▼

PR #1142, opened 2021-10-29
Adding extension to devcontainer for Salesforce Device Code Auth Flow via Command Palette

gfarb:
When using GitHub Codespaces in the browser, all authentication flows provided by Salesforce via their Extension Package do not work because of URL callback. This causes confusion, primarily for folks in the Salesforce ecosystem who do not use Salesforce's CLI.

The extension that I have added to .devcontainer was created and open-sourced by me. The extension simply provides a seamless and intuitive way to leverage Salesforce's Device Code auth flow which is the only known way to authenticate with a Salesforce org while using GitHub Codespaces in the browser.

The code can be found [here](https://github.com/gfarb/sfdx-codepsaces-auth). I would understand if this PR can't be merged due to security concerns, but it would make GitHub Codespaces onboarding a lot easier for many people in the Salesforce ecosystem.

### DIFF
--- a/containers/sfdx-project/.devcontainer/devcontainer.json
+++ b/containers/sfdx-project/.devcontainer/devcontainer.json
@@ -5,7 +5,8 @@
       "salesforce.salesforcedx-vscode",
       "redhat.vscode-xml",
       "dbaeumer.vscode-eslint",
-      "esbenp.prettier-vscode"
+      "esbenp.prettier-vscode",
+      "gfarb.sfdx-codespaces-auth"
     ],
     "settings": {
       "salesforcedx-vscode-apex.java.home": "/usr/lib/jvm/java-11-openjdk-amd64"


Chuxel:
@gfarb I'd actually suggest raising this with the salesforce extension team at https://github.com/forcedotcom/salesforcedx-vscode

That's likely the best place to PR this rather than as a workaround here. @dehru What are your thoughts on this?

dehru:
Hello @gfarb.  The Salesforce cli supports device flow with this command.  Does this work for you?

https://developer.salesforce.com/docs/atlas.en-us.sfdx_cli_reference.meta/sfdx_cli_reference/cli_reference_auth_device.htm

gfarb:
@dehru the command does work, but the reason I created the extension is because a lot of folks in the Salesforce ecosystem don't use the CLI and there is no official documentation about Salesforce org authentication in VS Code containers (specifically about the Device Code flow being the only possible way at the moment). Due to the fact that a lot of people rely on the command palette for their Salesforce DX, I thought this addition would be beneficial by making the process more intuitive. The extension simply provides a declarative way to initiate the Device Code flow, and the extension actually uses the command referenced above based on user input.

@Chuxel if you and @dehru prefer, I can certainly try and get this code merged into salesforcedx-vscode instead in which case we can close this PR

dehru:
@gfarb Oh I See!  Very interesting.  Let me check this out more next week.

dehru:
@gfarb - Please submit this to the salesforce-vscode repo.  I'll make sure our product manager sees this.  It'd be great if you took some screenshots and/or a screen-movie of the interaction and included them in the PR.

gfarb:
@dehru sounds like a plan, thank you for for the great communication!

▲

What you have to do » All lines of the records above that carry the word "json" should be listed.

Exercise solution »
--- a/containers/sfdx-project/.devcontainer/devcontainer.json
+++ b/containers/sfdx-project/.devcontainer/devcontainer.json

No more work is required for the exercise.